Relax wrote:
Your aligned LIGO..... Can only do so at one temperature, one stress level. Why they have to try and do real time inferometry as even someone walking close by will stretch/move a material at the photon level meters away.
Why accelerometer labs are built on fine dry silica sand 10 meters deep with 1 meter thick concrete "tub" to try and zone out cars/trucks driving several hundred meters away. They still can't.
It is all about calibration on the fly. This is where the magic comes from.
NOTHING is rigid. NOTHING
For instance, light based RING laser gyros are the pinnacle of position internal navigation systems. So, we have light... moving at 300,000km/s racing around, mirrors, optical fibers in a circle and we are measuring tiny fractions of spin angular velocity in 3 dimensions by measuring how much "slower" said light beam moves around this ~4(10cm)inch circle. I'll let you do the math on how many revolutions the light "spun" going around that circle and what its delay is. This must be kept at constant temperature because if the temp changes by even 0.01C(it is calibrated much better than this), the circle changes diameter throwing off the calculations.

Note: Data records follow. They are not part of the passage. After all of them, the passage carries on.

PR #446, opened 2021-04-11
Fix Assorted Multiblock Problems

### LINKED ISSUE #111: Tumbaga EBF time
**Tumbaga**, which is required for LV Integral Framework, currently takes **192 seconds** per ingot in the EBF.
image

160 Tumbaga is needed for the **Chemical Plant**, which translates to **8.53 hours** for 1 EBF running on MV power, or just over **2 hours** for 4.

Tumbaga's recipe seems excessively expensive compared to other alloys needed for Integral Frameworks, such as:
Eglin (MV) - 49.25s at MV
Inconel 625 (HV) - 155.2s at MV

TechLord22:
This PR fixes and updates many different multiblock machines.

I'll start with detailing the more significant changes below:

First, all multiblocks displaying information such as EUt do not show it more than once. Additionally, multiblocks that did not display the "Not Formed" text now do. 

Second, multiblocks like the large forge hammer, large washer, volcanus, and cryogenic freezer now display the correct multiblock info in their tooltips. They previously had info sourced from the lang, which did not reflect the config.

Third, the Advanced Distillation Tower was one of the strangest multiblocks we have had. It required the IV-tier integral framework in it's structure, and was built to be 26 blocks tall, even though recipes would not even output beyond layer 12. This has now been changed to be built identically to the regular Distillation Tower, except with different casings and tiered integral frameworks instead. This will make the multiblock much more viable, and worth using.

Fourth, The Industrial Primitive Blast Furnace's structure is now different. The output bus is now in the back center, and the input bus can be on either side of the multiblock, making automation more flexible. Additionally, and most notably, the multiblock does not require a bus on every slice. This makes it much more viable since its prior cost in buses is far higher than it should have been. 

Fifth, many English lang entries have been updated with corrected spelling, grammar, and information to reflect changes made in this PR and in the past.

Minor Changes:
1. The Chemical Plant recipe has been changed to use Cobalt Brass plates, instead of dust. Dust made no sense, and Cobalt Brass is smelted in a regular furnace, so any game balance should not be affected here.
2. The LV integral framework recipe has been changed from using Tumbaga to Magnalium. Tumbaga does indeed take far too long for an LV-tier component, so Magnalium was chosen instead. Although it has fewer steps to make than Tumbaga, it is better suited as an LV-tier material, since it is made in the alloy smelter instead of the ebf. This removes the massive time-gate for the chemical plant. Closes #111.
3. The Hyper Reactors now say the material used to boost them in their tooltips.
4. The Chunk Miner's fluid GUI text is properly distanced from the top of its section.
5. The Large Packager is now IV tier instead of LuV. Players felt it was too expensive in it's current state since it was gated behind the assembly line. As a result, HG-1223 has been moved to HSS-G coils instead of naquadah coils. The recipe has been changed to use an IV hull and components.


DStrand1 (approved):

src/main/java/gregicadditions/machines/multi/advance/hyper/HyperReactorUEV.java
```diff
@@ -89,6 +88,7 @@ protected void addDisplayText(List<ITextComponent> textList) {
     @Override
     public void addInformation(ItemStack stack, @Nullable World player, List<String> tooltip, boolean advanced) {
         super.addInformation(stack, player, tooltip, advanced);
+        tooltip.add("Boost With: " + Helium.getMaterialPlasma().getLocalizedName(Helium.getFluid(1)));
```
hjae78, line 91: This should take into account the config set fluid

hjae78 (changes requested):

huneau:
Im not a huge fan of the changes from IPBF. it seems too powerful actually.
The reason for this row of buses is to avoid using it instead of the blast furnace.

pablocnvs:
I do understand your doubts about the change, but i think the limited recipemap of the IPBF kind of balances out this. Using coils will be inevitable for progression if we give the alloy furnace coil requirements as well. Maybe early game it will be powerful but by HV it should have died down.

TechLord22:
I also think that the fuel consumption might also make it less energy efficient than using a large boiler, etc. When testing with a 64 block long IPBF, it used coal coke blocks every ~1.5s. No one will be able to sustain this, and if you were able to, it would be far more effective to turn into electricity instead. I think that is another important tradeoff that balances out the multiblock further.

TechLord22:
This most recent commit addresses a GTCE bug where the distillation tower max height (and thus outputs) is actually 11 instead of the RecipeMap's 12.

hjae78:
I'm fine with the IPBF changes, considering how much we've extended the late game I see no reason for the early game not to be sped up even if just a little bit

hjae78 (approved):

hjae78:
Would you like changes @huneau or okay to merge?

pablocnvs (approved):

PR #449, opened 2021-04-13
Remove the HWYLA maven

ALongStringOfNumbers:
Removes Tehnut's maven as nothing in the project was depending on it. Required making Ex Nihilo Creatio not transitive so it did not attempt to bring HWYLA with it

### DIFF
--- a/build.gradle
+++ b/build.gradle
@@ -49,9 +49,6 @@ repositories {
         url = "http://maven.ic2.player.to"
     }
     maven {
-        url "https://maven.tehnut.info/"
-    }
-    maven {
         url "https://minecraft.curseforge.com/api/maven"
     }
     maven {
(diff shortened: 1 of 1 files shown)


TechLord22 (approved):

build.gradle
```diff
@@ -100,7 +97,9 @@ dependencies {
     provided "li.cil.oc:OpenComputers:MC1.12.2-1.7.5.192"
     provided "appeng:appliedenergistics2:rv6-stable-7"
     provided "binnie:binnie-mods-1.12.2:2.5.1.184"
-    provided "exnihilocreatio:exnihilocreatio:1.12.2-0.3.7.31"
+    provided ("exnihilocreatio:exnihilocreatio:1.12.2-0.3.7.31") {
+        transitive = false
```
hjae78, line 101: How come this is needed?

DStrand1: Transitive means that exnihilo will try to pull its own dependencies into our environment when the project is run. This leads to us needing HWYLA’s maven, because it is the only dependency that needs it. With transitive false, HWYLA is no longer pulled, so the maven isnt needed

ALongStringOfNumbers: Ex Nihilio Creatio depends on HWYLA, and so was attempting to transitively pull HWYLA into the development environment, leading to issues when the maven declaration was not present. I believe that it is only mods that are `provided` that attempt to transitively pull in dependencies, although I could be mistaken.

SO, the fact is EVERY SENSOR MOVES massively compared to how sensitive its accuracy must be. It does not matter that the sensor MOVES. They all do. What DOES matter is how you, the design engineer, constantly calibrate said moving, flexing, twisting, stretching, vibrating, sensor. IN REAL TIME. Folding a sensor when launching, a one time occurrence is beyond trivial in comparison.
Its the difference between lighting a match, and exploding a nuclear bomb
Ummh, no. And I am a research physicist, and have done interferometry of a type for close to 50 years, until I retired. I was a research student for Rai Weiss, the fellow who invented LIGO, and was at the student seminar at which he first proposed the device.
Sand tubs are obsolete, and have been for half a century. Readers interested in modern tech should investigate
https://www.newport.com/ .
Second, the core vibration at LIGO starts with massive objects hung from very weak springs. There is then a vast amount of compensation, as described above. LIGO runs as the outside-the-building temperature changes, for reasonably long periods of time. The extremely long optical paths are cryogenically pumped vacua.